━━ Supplied information

PR #722, opened 2026-07-20
fix(app): polish raw message inspector

EricSanchezok:
## Summary

- make the raw-message list denser while using available width and preserving each identifier's stable tail
- add an explicit line-wrap toggle and reliable horizontal overflow for long JSON
- simplify the Context entry, improve sensitive-data guidance, and update English, Chinese, and pseudo catalogs

## Verification

- `bun run quality:quick`
- visual QA in light and dark themes at desktop, 760px, and 375px widths


yzxoi:
Thanks for the polish pass. During review we found three regressions that should be addressed before merge:

1. On narrow layouts, the new **Wrap lines** text button remains the shared small-button height (22px), while adjacent preview controls are expanded to the required 44px touch target.
2. The long-line width wrapper and `@pierre/diffs` both own horizontal overflow. For CJK content or lines beyond the 1000ch cap, this can produce nested horizontal scrolling before the true line end is reachable.
3. The new single-row list layout can squeeze the only `Hidden` / `Excluded` status indicators out of view around the 768px breakpoint because role and timestamp columns are non-shrinking and the fixed ID tail consumes most of the remaining metadata width.

We’re working on fixes now and will push a follow-up commit to this PR shortly, including focused coverage for the affected responsive and overflow behavior.

yzxoi (approved):

PR #723, opened 2026-07-20
fix: prevent repeated background task polling

EricSanchezok:
## Summary

- align primary agent, Cortex reminder, and task tool guidance around automatic completion notifications
- remove contradictory progress and tail polling examples from background task results
- add regression coverage for the shared one-shot diagnostic contract

## Testing

- `bun test test/agent/task-polling-prompt.test.ts`
- `bun run format:check`
- `git diff --check`

## Not Run

- `bun run typecheck` could not complete because `tsgo` is unavailable in the current environment


yzxoi:
Thanks for the anti-polling cleanup. I traced the complete Cortex notification/result lifecycle and found a few protocol gaps that are not covered by the current prompt-string test:

1. The automatic completion Inbox message currently reports terminal status, but does not deliver the task result. The updated prompts describe it as result delivery and remove the canonical `task_output(..., mode="full")` consumption step.
2. `TaskOutputTool.afterPersist` currently acknowledges every terminal read, so a diagnostic `progress`/`tail`/`summary` read can remove the completion notification without persisting the final result into the parent conversation.
3. `block: true` combined with a diagnostic mode can suppress the completion notification while still not returning the result.
4. Terminal tasks are evicted from the in-memory Cortex registry after cleanup, while the completion notification is durable, so delayed `mode="full"` retrieval needs a durable child-session fallback.

I’m going to update this PR with a two-phase contract:

- the completion notification stays lightweight and tells the parent to retrieve the final result once with `task_output(task_id="...", mode="full")`;
- only a successfully persisted terminal `full`/default read acknowledges the completion notification;
- diagnostic modes never consume the notification;
- `block: true` is limited to `full`/default mode;
- delayed result reads recover from the durable child session;
- behavior tests cover terminal diagnostics, full-result consumption, notification content, wait races, restart/eviction recovery, and multi-task isolation.

I’ll also align the remaining agent/tool guidance and the Cortex architecture document before pushing the fix to this branch.

yzxoi (approved):

PR #731, opened 2026-07-21
fix: bound search output and capture memory incidents

EricSanchezok:
## Root cause

Bun allocation failures can occur while process memory is distributed across the JavaScript heap, external allocations, and ArrayBuffers even when host memory is available. Concurrent long LLM turns, retained message projections, raw tool input, and fully buffered search subprocess output can amplify transient allocation pressure. Existing telemetry did not preserve enough category or turn-level evidence to attribute an incident.

## Changes

- Stream and bound ripgrep and ast-grep output, stop producers after the requested result window, and preserve pagination and truncation semantics.
- Add MessageCache footprint, entry, hit/miss, eviction, and protected-overbudget metrics.
- Record per-turn projection, request, tool-schema, output, raw-tool, active-stream, and lifecycle memory deltas.
- Add heap-used, external, and ArrayBuffer data to Performance summary, charts, and Analyze input.
- Emit bounded OOM incidents with nearby resources, running spans, cache and turn sizes, and GC decisions.
- Capture retained heap snapshots at soft pressure in development before allocation headroom is exhausted.

## Verification

- bun test with 126 focused search, LLM memory, incident, cache, observability, and Performance tests
- bun run test:changed in packages/synergy
- bun run test:ci in packages/synergy
- bun run quality:quick
- isolated source server health check and broad search replay with early subprocess termination


yzxoi:
## Review findings for PR #731

Thanks for the bounded search output and OOM telemetry work. I reviewed the design and code on this branch and landed follow-up fixes in `38d21466`.

### Design / code issues found

#### P0

1. **Soft-pressure heap snapshot was not necessary and was risky.**  
Auto-capturing a Chrome heap snapshot at soft pressure (local default) allocates on the same path that is already near failure. It is not required for search bounding, MessageCache metrics, turn-size telemetry, or OOM incident attribution.  
**Fix landed:** removed `SessionMemoryProfile` and the soft-path snapshot hook; docs updated accordingly.

1. **OOM detector was too narrow.**  
Matching only `/out of memory/i` misses common Bun/V8 messages such as `Array buffer allocation failed`, heap-limit errors, `Cannot allocate memory`, and nested `cause`/`ENOMEM`.  
**Fix landed:** broader multi-message / cause-aware detector.

1. **OOM capture was too heavy.**  
Capture called `maybeCollect` (GC / previously snapshot), scanned spans since process start, and did extra work after allocation failure.  
**Fix landed:** light capture only — current memory sample, recent resource rows, last-5-minute running spans, cache/turn summaries; no GC/snapshot.

#### P1

1. **`Ripgrep.files` was still unbounded.**  
Content matches used `ProcessOutput.lines`, but file listing still used an unbounded reader.  
**Fix landed:** stream `files()` through the same bounded line reader (20MB default total).

1. **Workspace content search lost pagination after limit/timeout.**  
Truncation could set `truncated=true` with empty `nextCursor` when fewer than a full page was collected.  
**Fix landed:** resume from `offset + page.length` whenever early-stop left items.

1. **ast-grep mapped every `LimitError` to `max_output_bytes`.**  
Oversized single records were mislabeled.  
**Fix landed:** preserve `error.reason` and format `max_record_bytes` distinctly.

1. **MessageCache hit/miss counters were polluted by internal `get()` in upsert paths.**  
**Fix landed:** internal reads skip hit/miss accounting.

1. **`ProcessOutput.terminate` / `drainText` could hang.**  
Terminate returned after timeout even if the process survived; drain had no abort.  
**Fix landed:** terminate returns success boolean; drainText accepts `signal` and cancels.

#### P2

1. **Active LLM stream always rendered as warning in the Performance panel.**  
**Fix landed:** default tone for stream counts.

1. **Telemetry density / process-level memory deltas can still be misread as pure per-turn cost.**  
Not fully redesigned here; left as residual risk. Prefer reading deltas as coincident process samples.

1. **arrayBuffers soft/critical thresholds remain asymmetric (1 GiB / 8 GiB).**  
Residual design note only.

### What this follow-up commit changes

- Remove soft-pressure heap snapshot path entirely
- Harden OOM recognition + lighten incident capture
- Bound `Ripgrep.files`
- Fix content-search pagination after early stop
- Preserve ast-grep limit reasons
- Fix MessageCache stats
- Abortable drain + terminate status
- Soften LLM stream warning tone
- Update `docs/operations/performance-observability.md`

### Verification

Focused tests run in this worktree:

- `packages/synergy/test/process/output.test.ts` pass
- `packages/synergy/test/session/memory-pressure.test.ts` pass
- `packages/synergy/test/session/llm-memory.test.ts` pass

Blocked in this isolated worktree by missing workspace package links for `@ericsanchezok/synergy-util` when importing session message types:

- `packages/synergy/test/session/message-cache.test.ts`
- `packages/synergy/test/session/memory-incident.test.ts`

Please re-run the full package suite / CI on the PR branch.

### Residual risks not fully closed here

- Hot-path `LLMTurnMemory.estimateBytes` still walks large graphs every step
- LLM retention bounds themselves (raw tool input / concurrent streams) remain mostly observational rather than hard caps
- Process-level memory deltas are still not true per-turn attribution

Happy to iterate further if you want hard retention caps next.

yzxoi (dismissed):

yzxoi:
P3 clarification: automatic soft-pressure heap snapshots have been removed from this PR.

The final implementation intentionally keeps memory-pressure and OOM diagnostics lightweight: bounded resource samples, bounded MessageCache summaries, and LLM-turn size telemetry. It does not trigger heap snapshots or explicit GC on the allocation-failure path, avoiding additional allocation and pause risk when the process is already under pressure.

The follow-up fixes also ensure that output-safety truncation does not advertise unusable pagination cursors, exact-byte-limit output is accepted, abort is checked before records are yielded, cache incident summaries use bounded top-N selection, and failed incident capture can be retried.

yzxoi (approved):

PR #749, opened 2026-07-21
feat(plugin): add interaction hooks and agent calls

EricSanchezok:
## Summary

- add a single in-memory Composer document boundary with settled draft observers, revision-gated completions/decorations/edits, and serial pre-submit interception
- add App-wide safe text selection and host-owned text action infrastructure, plus canonical message slots and an asynchronous persisted user-message observer
- expose the Core abilities through Plugin API 3 contributions and capability-gated trusted UI/Host Services
- introduce bounded sessionless `AgentCall.text()`, migrate Experience Encoder, and expose constrained plugin-owned agent calls
- update plugin, frontend, LLM architecture, product, localization, and repository workflow documentation

## Core interaction contract

- `ComposerDocumentController` owns UTF-16 snapshots, atomic edits, revision invalidation, 700 ms IME-aware settled dispatch, ghost completion, decorations, undo-preserving DOM application, and abortable serial before-submit hooks
- ordinary Web Composer messages complete preflight before Session creation, history, optimistic state, draft clearing, or `session.input()`; shell, slash/backend commands, abort, and workflow launches keep their existing paths
- `TextSelectionController` distributes only `{ text }` after 250 ms, rejects over-limit and sensitive selections, and arbitrates DOM, Composer, Note, Monaco, and Terminal providers
- host-owned text action UI preserves native editing actions and provides keyboard/focus/error/pending behavior
- `session.user-message.after` runs after canonical persisted materialization across input, inbox, channel/agenda-backed inbox, and shell/backend command paths; `MessageV2` semantics exclude internal messages and observer failure never blocks the LLM loop
- canonical message shells expose additive `message.before`, `message.after`, and `message.actions` slots without replacing native rendering

## Plugin API and security

- add `composer.read`, `composer.write`, `composer.intercept`, `selection.read`, and `agent.call` capabilities to manifests, approval hashes, consent summaries, and risk classification
- add flat `ui.composerExtension`, `ui.selectionExtension`, `ui.textAction`, and `ui.messageSlot` contributions with descriptor/build validation
- trusted UI adapters are generation-, Scope-, Session-, Composer-, and message-aware and dispose stale registrations before remount
- text actions invoke existing UI-exposed command operations; no second transport or business result protocol is introduced
- Hook metadata enforces required capabilities at build/install and runtime; message content is redacted from lifecycle error logs
- plugin agent calls use the existing Host Service RPC envelope, require contribution-level approval, default to generation-owned hidden agents, enforce allowlists and hard input/output/runtime bounds, and expose no provider credentials or raw SDK access

## AgentCall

━━━━

## Assignment
Lines with "draft": find them in the data and copy each one.

## Output of the task
- add a single in-memory Composer document boundary with settled draft observers, revision-gated completions/decorations/edits, and serial pre-submit interception
- ordinary Web Composer messages complete preflight before Session creation, history, optimistic state, draft clearing, or `session.input()`; shell, slash/backend commands, abort, and workflow launches keep their existing paths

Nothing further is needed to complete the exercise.